Stored data entries
#####

PR #3854, opened 2021-10-21
GCS fixes

colerogers:
This change fixes the following:

- Cloud Storage service agent doesn't have the pubsub publisher role
- Trigger region must match function region or be in the same multi-region as bucket
- Trigger region not being set before the function deployment

We also move some key type definitions into a separate file `src/deploy/functions/types.ts` for cleaner separation of our data models.


src/deploy/functions/checkIam.ts
```diff
@@ -135,69 +137,85 @@ function reduceEventsV2(filtered: Set<EventShorthand>, option: backend.Endpoint)
...
         (b) => b.role === PUBSUB_PUBLISHER_ROLE && b.members.find((m) => m === storageServiceAgent)
       )
     ) {
-      throw new FirebaseError("IAM Policy did not update correctly");
+      throw new Error(
+        `Could not find the storage service agent under the pubsub role binding in the updated policy.`
+      );
     }
+  } catch (err) {
+    logger.error();
```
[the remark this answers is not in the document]
colerogers: Left over log line, removed

src/gcp/location.ts
```diff
@@ -0,0 +1,100 @@
+// A flattening of container_registry_hosts and
+// region_multiregion_map from regionconfig.borg
```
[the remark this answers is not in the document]
colerogers: That was actually in the old file too, but it makes sense to remove internal references, fixed in latest commit

src/gcp/location.ts
```diff
@@ -0,0 +1,100 @@
...
+
+/**
+ * Helper function to return a mapping from a geographical region to a subdomain.
+ * This mapping includes subdomains that can be outside the geographical multi-region mapping
+ * Some examples are 'southamerica-east1' -> 'us' or 'australia-southeast1' -> 'asia'
+ * @returns a Record<string, string> of region to subdomain
+ */
+export function getSubdomainMapping(): Record<string, string> {
+  return SUBDOMAIN_MAPPING;
+}
```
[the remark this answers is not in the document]
colerogers: I was a bit hesitant since we'd have to expose api's that basically re-implement the underlying Record features, like Object.keys() & Object.values(). But if we ever end up changing the data structure, it would be nice to have this interface. Ended up adding `regionToSubdomain()`, `getContainerRegistryRegions()`, and `getContainerRegistrySubdomains()` in the latest commit.

taeold (approved):
lgtm - let's check in with @inlined to see if there are any other fixes he'd want us to land.

src/deploy/functions/triggerRegionHelper.ts
```diff
@@ -2,50 +2,72 @@ import * as backend from "./backend";
...
+const ENSURE_BY_EVENT_TYPE: Record<
+  string,
+  (ep: backend.EventTriggered, r: string) => Promise<void>
+> = {
   "google.cloud.pubsub.topic.v1.messagePublished": noop,
-  "google.cloud.storage.object.v1.finalized": lookupBucketRegion,
-  "google.cloud.storage.object.v1.archived": lookupBucketRegion,
-  "google.cloud.storage.object.v1.deleted": lookupBucketRegion,
-  "google.cloud.storage.object.v1.metadataUpdated": lookupBucketRegion,
+  "google.cloud.storage.object.v1.finalized": ensureStorageTriggerRegion,
```
inlined, line 14: This is the second time we have a lookup map from event type -> strategy function (that varies only by service).

I wonder if a cleaner way of understanding the codebase as a whole is to have a lookup function from event type => service delegate.

So something like:

```
// deploy/functions/services/index.ts
interface Service {
   // E.g. "pubsub", "storage"
   readonly name: string;
  
   // Rough swag here
   missingProjectBindings(projectId: string, existingPolicy: iam.Policy): Promise<Array<iam.Binding>>
   ensureTriggerRegion(): Promise<void>;
}

// Up to you to decide whether to return undefined or a noop-ing service for v1/pub/sub etc
// Though I personally might choose a noop impl to avoid null checks everywhere.
function serviceForEndpoint(endpoint: backend.Endpoint): Service

// deploy/functions/service/storage.ts
class StorageService implements Service {
  ...
};
```

Take this as a "wondering aloud", not a strong nudge. I'm curious for your thoughts on future comprehensibility.

src/deploy/functions/triggerRegionHelper.ts
```diff
@@ -2,50 +2,72 @@ import * as backend from "./backend";
...
+      endpoint.eventTrigger.region = bucket.location.toLowerCase();
+      logger.debug("Setting the event trigger region to", endpoint.eventTrigger.region, ".");
+    } catch (err) {
+      throw new FirebaseError("Can't find the storage bucket region", { original: err });
+    }
+  }
+  // check for invalid cloud storage trigger region
+  if (
+    endpointRegion !== endpoint.eventTrigger.region &&
+    endpoint.eventTrigger.region !== "us-central1" &&
```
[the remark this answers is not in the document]
inlined: Your confusion is merited and it's worth noting in a comment that GCF allows any trigger to be in us-central

src/deploy/functions/triggerRegionHelper.ts
```diff
@@ -2,50 +2,72 @@ import * as backend from "./backend";
...
+    !regionInLocation(endpointRegion, endpoint.eventTrigger.region!)
+  ) {
+    throw new FirebaseError("Function cannot be deployed outside of the trigger region");
```
inlined, line 71: Our customers probably aren't thinking about "trigger regions" since we don't ask them to provide one. Can we say something like `A function in region ${endpoint.region} cannot listen to a bucket in region ${endpoint.eventTrigger.region}` ?

src/gcp/location.ts
```diff
@@ -0,0 +1,112 @@
+// A mapping from geographical region to subdomain, usefull for Container Registry
+const SUBDOMAIN_MAPPING: Record<string, string> = {
```
inlined, line 2: If this is strictly GCR related it can possibly be in `docker.ts` and be something like `GCR_SUBDOMAIN_MAPPING` (I know we've made you move this already)

src/gcp/storage.ts
```diff
@@ -0,0 +1,256 @@
+import * as path from "path";
+import * as api from "../api";
+import { logger } from "../logger";
+import { FirebaseError } from "../error";
+
+/** Bucket Interface */
+interface BucketResponse {
```
inlined, line 7: These fields are all guaranteed to be present?

src/gcp/location.ts
```diff
@@ -0,0 +1,112 @@
...
+  "europe-west4": "eur4",
+  /** nam4 */
+  "us-central1": "nam4",
+  "us-east1": "nam4",
+};
+
+/**
+ * Obtains the subdomains for all the hostname options in Container Registry
+ */
+export function getContainerRegistrySubdomains(): string[] {
```
inlined, line 76: What is the point of these trivial functions? So we can stub them in tests?

src/gcp/storage.ts
colerogers: Both the public documentation (https://cloud.google.com/storage/docs/json_api/v1/buckets#resource-representations) and the proto definition show all these fields as non-optional

src/gcp/location.ts
colerogers: In the discussion above with @taeold, we thought it would be best to expose a helper function in case we ever had to change the underlying data structure. Would you prefer that we just expose the actual constants?

inlined: I think for a public API that level of defensiveness can make sense. For an internal codebase it may be overly defensive.

src/deploy/functions/checkIam.ts
```diff
@@ -3,11 +3,25 @@ import { bold } from "cli-color";
...
+import { Policy, testIamPermissions, testResourceIamPermissions } from "../../gcp/iam";
 import * as args from "./args";
 import * as backend from "./backend";
 import * as track from "../../track";
 import { Options } from "../../options";
+import * as storage from "../../gcp/storage";
+import { getIamPolicy, setIamPolicy } from "../../gcp/resourceManager";
+import { Service, getV2ServiceMapping } from "./eventTypes";
+
+const EVENT_V2_SERVICE_MAPPING = getV2ServiceMapping();
```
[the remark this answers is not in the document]
colerogers: Changed to exporting the constants per the other thread

src/deploy/functions/checkIam.ts
```diff
@@ -104,3 +118,103 @@ export async function checkHttpIam(
   }
   logger.debug("[functions] found setIamPolicy permission, proceeding with deploy");
 }
+
+/** Callback function to find all v2 service types in from events */
+function reduceEventsToServicesV2(filtered: Set<Service>, option: backend.Endpoint) {
```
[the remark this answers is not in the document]
colerogers: It was called "option" since this is a callback for a reduce function and we have the option to take each endpoint, I've changed it to "endpoint" in the latest commit

src/deploy/functions/checkIam.ts
```diff
@@ -104,3 +118,103 @@ export async function checkHttpIam(
...
+      logger.debug(
+        "Cannot find the correct function mapping that grants roles for ",
+        service,
+        " service."
+      );
+      continue;
+    }
+    ensureCorrectRoles.push(rolesFn(projectId));
+  }
+  // TODO(colerogers): When we add another service to enable, check if we also call setIamPolicy,
```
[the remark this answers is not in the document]
colerogers: It makes sense to refactor the code now, I've moved the getIamPolicy and setIamPolicy to happen before and after we find the bindings & re-worked the parallel function to return the necessary bindings.

src/deploy/functions/containerCleaner.ts
```diff
@@ -318,20 +295,21 @@ export async function deleteGcfArtifacts(
...
+  const invalidRegion = locations.find((loc) => !regionToSubdomain(loc));
   if (invalidRegion) {
     throw new FirebaseError(`Invalid region ${invalidRegion} supplied`);
   }
-  const subdomains = new Set(Object.values(SUBDOMAIN_MAPPING));
+  const subdomains = new Set(Object.values(getContainerRegistrySubdomains()));
   const failedSubdomains: string[] = [];
 
   const deleteLocations = locations.map((loc) => {
+    const subdomain = regionToSubdomain(loc) || "us";
```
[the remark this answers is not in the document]
colerogers: This isn't an edge case we need to handle, changed back to what we had before

src/deploy/functions/eventTypes.ts
```diff
@@ -0,0 +1,32 @@
...
+
+const EVENT_V2_SERVICE_MAPPING: Record<string, Service> = {
+  "google.cloud.pubsub.topic.v1.messagePublished": "pubsub",
+  "google.cloud.storage.object.v1.finalized": "storage",
+  "google.cloud.storage.object.v1.archived": "storage",
+  "google.cloud.storage.object.v1.deleted": "storage",
+  "google.cloud.storage.object.v1.metadataUpdated": "storage",
+};
+
+const STORAGE_V2_EVENTS_SET: Set<string> = new Set<string>([
```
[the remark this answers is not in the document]
colerogers: Changed to use an array

src/deploy/functions/eventTypes.ts
```diff
@@ -0,0 +1,32 @@
...
+  "google.cloud.storage.object.v1.finalized",
+  "google.cloud.storage.object.v1.archived",
+  "google.cloud.storage.object.v1.deleted",
+  "google.cloud.storage.object.v1.metadataUpdated",
+]);
+
+/**
+ * @returns A mapping from v2 events to the underlying service
+ */
+export function getV2ServiceMapping(): Record<string, Service> {
```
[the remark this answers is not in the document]
colerogers: Removed all getter functions & exported the constants directly

src/deploy/functions/triggerRegionHelper.ts
colerogers: That makes a lot of sense and will probably help us out in the future. In the latest commit I've implemented this pattern.

src/gcp/location.ts
colerogers: Moved

src/gcp/location.ts
colerogers: Removed all getters & exported the constants directly

src/deploy/functions/checkIam.ts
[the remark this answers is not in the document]
colerogers: Removed all getters and exported the constants directly

src/deploy/functions/checkIam.ts
```diff
@@ -104,3 +107,82 @@ export async function checkHttpIam(
...
+    if (updatedBindings.length === 0) {
+      continue;
+    }
+    updatedBindings.forEach((updatedBinding) => {
+      const ndx = policy.bindings.findIndex(
+        (policyBinding) => policyBinding.role === updatedBinding.role
+      );
+      if (ndx === -1) {
+        policy.bindings.push(updatedBinding);
+        return;
```
inlined, line 168: Is this supposed to be a continue?

src/deploy/functions/checkIam.ts
```diff
@@ -104,3 +107,82 @@ export async function checkHttpIam(
...
+  } catch (err) {
+    logger.warn(
+      "We failed to obtain the IAM policy for the project,",
+      " the function deployment might fail if service ",
+      "accounts do not have the correct assigned roles."
+    );
+    return;
+  }
+  // run in parallel all the missingProjectBindings jobs
+  const findUpdatedBindings: Array<Promise<Array<iam.Binding>>> = [];
```
inlined, line 152: nit: This IAM policy merge logic is dense. I'm surprised you don't want it to be a helper method so you can easily test it

src/deploy/functions/checkIam.ts
```diff
@@ -104,3 +107,82 @@ export async function checkHttpIam(
...
+  newServices.forEach((service) =>
+    findUpdatedBindings.push(service.missingProjectBindings(projectId, policy))
```
inlined, line 154: thought: does it get any simpler if service just returns `requiredProjectBindings` rather than `missingProjectBindings`? We already handle the case where the policy already exists.

src/deploy/functions/checkIam.ts
```diff
@@ -104,3 +107,82 @@ export async function checkHttpIam(
...
+  );
+  if (newServices.length === 0) {
+    return;
+  }
+  // get the full project iam policy
+  let policy: iam.Policy;
+  try {
+    policy = await getIamPolicy(projectId);
+  } catch (err) {
+    logger.warn(
```
inlined, line 144: This should probably be logLabeledBullet with the "functions" prefix. I'd also ditch the royal "We". I'm also wondering if we can make this warning more actionable. Maybe something like:

```
Could not verify the necessary IAM configuration for the following newly-integrated services: pubsub.googleapis.com, storage.googleapis.com. Deployment may fail.
```

This would spawn StackOverflow support Qs where people ask what they can do if storage.googleapis.com cannot be validated and deployments are failing. Those Qs would be answered with the exact steps an admin needs to do to unblock deployments.

src/gcp/storage.ts
```diff
@@ -0,0 +1,256 @@
+import * as path from "path";
```
inlined, line 1: nit: blank line between external library imports and intra-package imports

src/test/deploy/functions/checkIam.spec.ts
```diff
@@ -0,0 +1,186 @@
...
+  runtime: "nodejs14",
+};
+
+describe("checkIam", () => {
+  let storageStub: sinon.SinonStub;
+  let getIamStub: sinon.SinonStub;
+  let setIamStub: sinon.SinonStub;
+
+  beforeEach(() => {
+    storageStub = sinon.stub(storage, "getServiceAccount").throws("Do not call");
```
inlined, line 30: Nit: I'd prefer a clearer error like "unexpected call to storage.getServiceAccount" because it helps debug test failures.

src/test/deploy/functions/triggerRegionHelper.spec.ts
```diff
@@ -104,5 +104,27 @@ describe("TriggerRegionHelper", () => {
...
+            bucket: "my-bucket",
+          },
+          retry: false,
+        },
+        ...SPEC,
+        region: "europe-west4",
+      };
+
+      await expect(triggerRegionHelper.ensureTriggerRegions(backend.of(wantFn))).to.be.rejectedWith(
+        "A function in region europe-west4 cannot listen to a bucket in region us"
```
inlined, line 126: My heart fluttered with excitement at the clarity we're adding to these complex rules.

src/deploy/functions/checkIam.ts
```diff
@@ -104,3 +107,82 @@ export async function checkHttpIam(
...
+  want: backend.Backend,
+  have: backend.Backend
+): Promise<void> {
+  // find new services
+  const wantServices = backend.allEndpoints(want).reduce(reduceEventsToServices, []);
+  const haveServices = backend.allEndpoints(have).reduce(reduceEventsToServices, []);
+  const newServices = wantServices.filter(
+    (wantS) => !haveServices.find((haveS) => wantS.name === haveS.name)
+  );
+  if (newServices.length === 0) {
```
inlined, line 136: I know I was in favor of serviceForEndpoint always returning a service (even if noop) but that means that I'll have a getIamPolicy call if I had a pub/sub function and then I add an HTTPS function. I wonder if there's a way to clean this up a bit.

src/deploy/functions/checkIam.ts
inlined: Note that we'd need to avoid listing "noop" here.

inlined (approved):
Really liking this so far. Let's just clean up the error reporting for checking IAM policies.

src/deploy/functions/checkIam.ts
colerogers: Nope, this was just returning from the callback. I ended up changing it `for(...)` for better readability in the latest commit.

src/deploy/functions/checkIam.ts
colerogers: Broke out the merge logic to a separate function and added more tests

src/deploy/functions/checkIam.ts
colerogers: It doesn't really get any simpler, just shaves off a couple lines. But since we already have the logic to merge bindings, i went ahead and changed the function to always return the required bindings.

src/gcp/storage.ts
colerogers: fixed

src/test/deploy/functions/checkIam.spec.ts
colerogers: Fixed

src/deploy/functions/checkIam.ts
colerogers: I went ahead and added a check in the reduce callback that does not all services that are `noop` or `pubsub` since those don't require us to set bindings

src/deploy/functions/checkIam.ts
colerogers: Sounds good. Since I ended up changing how the reduce function works (no longer adds `noop`s or `pubsub`) we can assume that every new service will actually require a binding update.

src/deploy/functions/checkIam.ts
colerogers: Actually having an if check didn't make sense long term, update the type of the `requiredProjectBindings` function to be `undefined` in services and simply check for that in the reduce callback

#####

* _What needs to be done_
Once you have counted the lines of the records that contain the word "necessary", give the count and nothing else.

* _Result_
2